If a line in the material below holds the string "been", tally it, then give the tally alone.

════════════════════

PR #1114, opened 2017-10-06
using double for long integers in R

fschlimb:
R does not support long integers (64bit), so there is no fast way to fully support them.
This uses doubles to represent long integers in R and converts them to/from 64bit integers on the C/C++ side. It issues warning if input long integer cannot be represented precisely (e.g. > 2^DBL_MANT_DIG).

@joequant

### DIFF
--- a/Lib/r/r.swg
+++ b/Lib/r/r.swg
@@ -60,13 +60,7 @@ SWIG_InitializeModule(0);
 	     unsigned int *, unsigned int[ANY],
              short *, short[ANY],
              signed short *, signed short[ANY],
-             unsigned short *, unsigned short[ANY],
-             long *, long[ANY],
-             signed long *, signed long[ANY],
-             unsigned long *, unsigned long[ANY],
-             long long *, long long[ANY],
-             signed long long *, signed long long[ANY],
-             unsigned long long *, unsigned long long[ANY]
+             unsigned short *, unsigned short[ANY]
              
 {
 { int _rswigi;
@@ -79,7 +73,13 @@ SWIG_InitializeModule(0);
 } 
 
 %typemap(in) float *, float[ANY],
-             double *, double[ANY]
+             double *, double[ANY],
+             long *, long[ANY],
+             signed long *, signed long[ANY],
+             unsigned long *, unsigned long[ANY],
+             long long *, long long[ANY],
+             signed long long *, signed long long[ANY],
+             unsigned long long *, unsigned long long[ANY]
              
 {
 {  int _rswigi;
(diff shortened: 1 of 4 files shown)


ojwb:
CI failures.  One's travis being flaky (which I restarted), but the R builds fail with what looks like a missing header (`DBL_MANT_DIG` is not defined).

fschlimb:
Seems travis is still flaky...

ojwb:
I've restarted the ones which flaked, but the R failure seems genuine:

```
checking r testcase arrays_dimensionless (with run test)
cat: ../../../../../Examples/test-suite/r/arrays_dimensionless_runme.Rout: No such file or directory
make[1]: *** [arrays_dimensionless.cpptest] Error 1
```

Also, octave failures look real too.

ojwb:
Oh, I see octave failures on git master too, so they're probably unrelated.

fschlimb:
I guess there are more things this PR is missing. Will continue when I have more time.

fschlimb:
The last failure comes from copyToR:
```
Error in (function (cl, name, valueClass)  : 
  assignment of an object of class "numeric" is not valid for @'ui' in an object of class "A"; is(value, "integer") is not TRUE
Calls: copyToR -> copyToR -> <Anonymous>
```
I am not sure I really understand how this works. The R code causing this is probably this:
```
if(!isGeneric("copyToR")) 
 setGeneric("copyToR",
            function(value, obj = new(gsub("Ref$", "", class(value)))) 
               standardGeneric("copyToR"
           ))
```
How or why this gets to an "numeric" I don't know. The get method in the wrapper clearly creates an integer:
```
SWIGEXPORT SEXP
R_swig_A_ui_get ( SEXP self, SEXP s_swig_copy)
{
[...]
  result = (unsigned int) ((arg1)->ui);
  r_ans = SWIG_From_int((int)(result));
  
  vmaxset(r_vmax);
  if(r_nprotect)  Rf_unprotect(r_nprotect);
  
  return r_ans;
}
```

@joequant: any idea?

fschlimb:
ok. Apparently the conversions from/to int were redirected to the ones for 'long'. Not sure why, but adding explicit ones for 'int' seems to do the right thing.

fschlimb:
the failures don't seem related to SWIG at all.

fschlimb:
Will you merge this or do you see need for anything else?

wsfulton:
C 'long' is not always 64-bits, it is very much platform specific. SWIG makes an assumption that long is 32-bits. While this is not always correct, there is no correct assumption! However, an assumption is required in order to wrap a 'long' and for consistency this assumption is consistent across all the target languages. 

SWIG is designed so that if this sort of assumption is not suitable for a user, typemaps can be used to change the way it works. In this case you'd provide overridden typemaps for long in your own code. This is in theory. If you can't wrap 'long' as if it was a double, for example, by using `%apply double { long};` then please raise a separate issue/patch.

PR #1115, opened 2017-10-06
Namespace quirks

fschlimb:
Classes with the same name in different namespace have not been treated correctly by SWIG.
The changes here resolve most of the issues related to this, including combining it with the use of "using namespace".
Previous attempts to get this into master as separate PRs failed as the different commits are only work together correctly and I don't want to spend time with figuring out what would be a correct order of separate PRs.

Related PRs are #810 and #742.

### DIFF
--- a/Source/Swig/symbol.c
+++ b/Source/Swig/symbol.c
@@ -391,8 +391,12 @@ void Swig_symbol_add_using(String * name, String * uname, Node * n) {
   h = Swig_symbol_clookup(uname,0);
   if (h && checkAttribute(h, "kind", "class")) {
     String *qcurrent = Swig_symbol_qualifiedscopename(0);
-    Append(qcurrent, "::");
-    Append(qcurrent, name);
+    if(qcurrent) {
+        Append(qcurrent, "::");
+        Append(qcurrent, name);
+    } else {
+        qcurrent = NewString(name);
+    }
     Setattr(symtabs, qcurrent, n);
     Delete(qcurrent);
   }
--- a/Source/Swig/symbol.c
+++ b/Source/Swig/symbol.c
@@ -391,11 +391,11 @@ void Swig_symbol_add_using(String * name, String * uname, Node * n) {
   h = Swig_symbol_clookup(uname,0);
   if (h && checkAttribute(h, "kind", "class")) {
     String *qcurrent = Swig_symbol_qualifiedscopename(0);
-    if(qcurrent) {
-        Append(qcurrent, "::");
-        Append(qcurrent, name);
+    if (qcurrent) {
+	Append(qcurrent, "::");
+	Append(qcurrent, name);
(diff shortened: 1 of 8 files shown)


ojwb:
There are some unnecessary whitespace changes in the patch, such as blank lines being removed and indentation changes on code lines you haven't otherwise changed  - please avoid these, as they make review harder, and also make tools like `git blame` harder to use to dig back into code history.

Some of the coding style is wrong, for example in `Source/CParse/templ.c`:

```
if( tmp ) {
```

This doesn't match the code elsewhere in that file (and in most of SWIG), which puts a space after `if` and no spaces between parentheses and what they contain, i.e.:

```
if (tmp) {
```

Also, your tab settings seem to be wrong for SWIG code, resulting in mis-indented code when viewed with the appropriate tab settings.  A tab character should be set to move to the next multiple of 8 column.

fschlimb:
Some of the failures are unrelated to SWIG, others seem unrelated to my changes.
Shall I issue a "fake" commit or can Travis be triggered explicitly without a commit?

wsfulton:
I've restarted the one job that was due to a network failure. The remaining failed jobs are real failures due to the patch (I think). I don't recognise them. Do they pass on your machine?

ojwb:
@fschlimb Did you see William's comment?

We can't merge a patch which causes tests to start failing.

fschlimb:
@ojwb sorry for the delay. I do not test go and R on my machine. The failures don't really look related to my patch (like in R it complains strangely about ```object 'true' not found```) and errors occur only in R and go. I can try to find some time this or next week to look into this. 
Is there anyone familiar with the R and go front-ends? Maybe a quick look gives them an immediate thought of what's happening...

Source/Swig/symbol.c
```diff
@@ -382,6 +382,26 @@ String *Swig_symbol_qualified_language_scopename(Symtab *n) {
   return result;
 }
 
+/* -----------------------------------------------------------------------------
+ * Swig_add_usingclass()()
```
ojwb: This comment doesn't match the name of the function actually added.

fschlimb:
I spent some time digging into this.

I finally stranded in ```SwigType_typedef_resolve_all``` (Swig/stype.c:1187). When called by the member-variable resolution (for the only member variable ```Manta::ColorSpace<(Manta::RGBTraits)>::data```)  it finds ```Traits::ComponentType``` as the type. This is incorrect because ```Traits``` is the template argument-name (from the template-class spec) and not the fully resolved basic data-type.

I suspect this particular case doesn't pose a problem for Python (for example) because its set-method accepts a ```PyObject``` (and not a C++ type) and maybe the fully resolved type is never needed elsewhere.

Any idea how to fix this?

fschlimb:
superseded by #1484

PR #1119, opened 2017-10-07
Fix constants involved parenthesised char literals

ojwb:
Fixes https://sourceforge.net/p/swig/bugs/1168/


ojwb:
Only test failure is unrelated to these changes, so merging.

Issue #405, opened 2015-05-04
[Node.js] Crash with method that contains return value and reference parameters


vicnet:
Code generated for a method that returns a value (int for example) and reference parameters crash in `SWIGV8_AppendOutput` of the first by-reference parameter.
It is due to the creation of the tuplet:
jsresult is built with:
`jsresult = SWIG_From_int((int)(result));`
and return tupplet is filled by the first by-reference parameter as:
`jsresult = SWIGV8_AppendOutput(jsresult, SWIG_From_long((*arg2)));`
that try to add an element in a `V8::Array` that is not an array but an integer value initially constructed.

PR #1121, opened 2017-10-08
Fix SWIGV8_AppendOutput

alecmev:
See #405.

I'm new to SWIG and V8, so, please, do review.


ojwb:
Thanks for the patch - it seems very plausible, and doesn't break any existing tests.

It'd be good to have a regression test though - `Examples/test-suite/li_typemaps.i ` looks like it has a suitable function for this if I understand the context:

```
struct Foo *out_foo(int a, int *OUTPUT) {
  struct Foo *f = new struct Foo();
  f->a = a;
  *OUTPUT = a * 2;
  return f;
}
```

So I think you'd just need to add `Examples/test-suite/javascript/li_typemaps_runme.js` (see the other `*_runme.js` in that directory) which tries to call the wrapped version of this function - before the patch that should explode, but with the patch it should work.

PR #1123, opened 2017-10-10
Update pyhead.swg

rafmav:
#define is for defining constants
for renaming a type, use typedef !

### DIFF
--- a/Lib/python/pyhead.swg
+++ b/Lib/python/pyhead.swg
@@ -211,5 +211,5 @@ typedef destructor freefunc;
 #if PY_VERSION_HEX < 0x03020000
 #define PyDescr_TYPE(x) (((PyDescrObject *)(x))->d_type)
 #define PyDescr_NAME(x) (((PyDescrObject *)(x))->d_name)
-#define Py_hash_t long
+typedef long Py_hash_t
 #endif


ojwb:
Your patch is syntactically invalid.  Please actually test patches compile before opening a PR.

rafmav:
Thanks.
No sandbox, sad!

Its compiles here.
or need [-fpermissive]
...

rafmav:
This is what I have while building something using Swig:
 ==> Starting build()...  
[ 25%] Building CXX object
CMakeFiles/_ca_smoothing.dir/lib/ca_smoothingPYTHON_wrap.cxx.o
~/workspace/github/python-casmoothing/src/python-casmoothing/lib/ca_smoothingPYTHON_wrap.cxx:979:19:
error: declaration does not declare anything [-fpermissive] #define
Py_hash_t long ^ /usr/include/vtk/vtkPythonCompatibility.h:81:14: note:
in expansion of macro 'Py_hash_t' typedef long Py_hash_t; ^~~~~~~~~
make[2]: *** [CMakeFiles/_ca_smoothing.dir/build.make:72:
CMakeFiles/_ca_smoothing.dir/lib/ca_smoothingPYTHON_wrap.cxx.o] Error 1
make[1]: *** [CMakeFiles/Makefile2:68:CMakeFiles/_ca_smoothing.dir/all]
Error 2 make: *** [Makefile:152:all] Error 2 ==> ERROR: A failure
occurred in build(). Aborting...

a "grep" on the swig repository gives me Lib/python/pyhead.swg
for Py_hash_t

I did this:
remove:
#define Py_hash_t long
(declaration does not declare anything !)
(AND it is already defined in vtkPythonCompatibility.h)
I wrote in place:
#ifndef Py_hash_t
typedef long Py_hash_t;
#endif
thus simplified on patch in...
typedef long Py_hash_t;

So what to do ?

ojwb:
> Thanks. No sandbox, sad!

If you by "sandbox" you mean CI builds, then there are CI builds, and they failed for your patch.

> I did this: remove: #define Py_hash_t long (declaration does not declare anything !) (AND it is already defined in vtkPythonCompatibility.h) I wrote in place: #ifndef Py_hash_t typedef long Py_hash_t; #endif thus simplified on patch in... typedef long Py_hash_t; So what to do ?

But the patch you submitted isn't what you describe here - the patch you submtted has no trailing semicolon on the `typedef` which means it's syntactically invalid.

Moral of the story - use git to commit the changes you tested to a branch and push them, then open a PR from the branch.  Avoid github's online editor (for code changes at least - for a typo in a text file I guess it's OK).

Also, it sounds like the `'#ifndef` you tested with is needed in your situation as otherwise vtk's define will turn your new code into `typedef long long`.  In fact the `#ifndef` is the most important part - whether it's a `typedef` or a `#define` makes no real difference.

rafmav:
Thanks.

Le Fri, 13 Oct 2017 05:13:12 +0000 (UTC),
Olly Betts <notifications@github.com> a écrit :

> > Thanks. No sandbox, sad!  
> 
> If you by "sandbox" you mean CI builds, then there are CI builds, and
> they failed for your patch.
> 
sandbox: learning tool or place for kids.
(french: "sand" : "sable", "sandbox : "bac à sable": place where young
children play and learn...)

> > I did this: remove: #define Py_hash_t long (declaration does not
> > declare anything !) (AND it is already defined in
> > vtkPythonCompatibility.h) I wrote in place: #ifndef Py_hash_t
> > typedef long Py_hash_t; #endif thus simplified on patch in...
> > typedef long Py_hash_t; So what to do ?  
> 
> But the patch you submitted isn't what you describe here - the patch
> you submtted has no trailing semicolon on the `typedef` which means
> it's syntactically invalid.
> 
Hanging typo sorry.
> Moral of the story - use git to commit the changes you tested to a
> branch and push them, then open a PR from the branch.  Avoid github's
> online editor (for code changes at least - for a typo in a text file
> I guess it's OK).
Agree: Github interface I already do not understand how it works!
> 
> Also, it sounds like the `'#ifndef` you tested with is needed in your
> situation as otherwise vtk's define will turn your new code into
> `typedef long long`.  In fact the `#ifndef` is the most important
> part - whether it's a `typedef` or a `#define` makes no real
> difference.
> 
I agree.

But, usually, at least before, "typedef" is / was for naming / renaming
a type, and "#define" for naming constants, extended for formula, that
are constants minus the algebra values in. Concept different for
typedef that defines a type, so a place / range in memory.

There is a difference while creating the program, if I remember:
#define is for the precompiler, all symbolics constants are replaced by
there values; on error, hard to find where; after, the compiler itself
take the hand, and does the "typedef", replacing too the symbolic value
by the type, "long" here, but I believe I remember in case of bug in
execution, it can be retrieve, that is not the case with a "#define",
but with a "#define", it won't compile... so it is best a problem of
where and when we want to track errors: while compiling or while
running...

Here, compiler stops saying "#define Py_hash_t long" does
nothing, and won't compile without the option "fpermissive", which is a
bad idea: to miss errors with "-fpermissive".
I said the problem was in "Swig", in reality there is not really one,
just the precompiler find a second time a definition of a
#define... that is already in "vtk" but perhaps the problem is also in
"vtk" that too : a "#define" instead of a "typedef"...

ojwb:
If some header you're including is defining `Py_hash_t` differently to SWIG - e.g. `#define Py_hash_t int` - then changing SWIG as you propose isn't going to help if that header is included first - SWIG's `typedef long Py_hash_t;` will become `typedef long int;` after preprocessor substitution, and that won't compile.

If the header defines `Py_hash_t` the same way SWIG does (i.e. `#define Py_hash_t long`) then that should currently compile OK (at least with GCC a repeat `#define` to exactly the same value is accepted without even a warning), but with your proposed change we'd get `typedef long long;` which similarly won't compile, so your change actually seems to make the situation worse.

Changing both vtk and SWIG to use `typedef` wouldn't help if they typedef it to different types.  It should work if they define it the same way, but that should already work as things are.

I'm not sure what a better fix is.  `#ifdef Py_hash_t` / `#undef Py_hash_t` / `#endif` before doing a `typedef long Py_hash_t;` would help for headers which also `#define Py_hash_t` but not for headers which have a conflicting typedef.

I'm going to close this PR - the patch as-is here doesn't even compile and there's not been any attempt to update it in 3 months.  I could apply it with the syntax error fixed, but as above that seems to make things worse.

Feel free to open a new PR if you have a fully thought through and tested patch to propose.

════════════════════

> **SOLVED PROBLEM**
2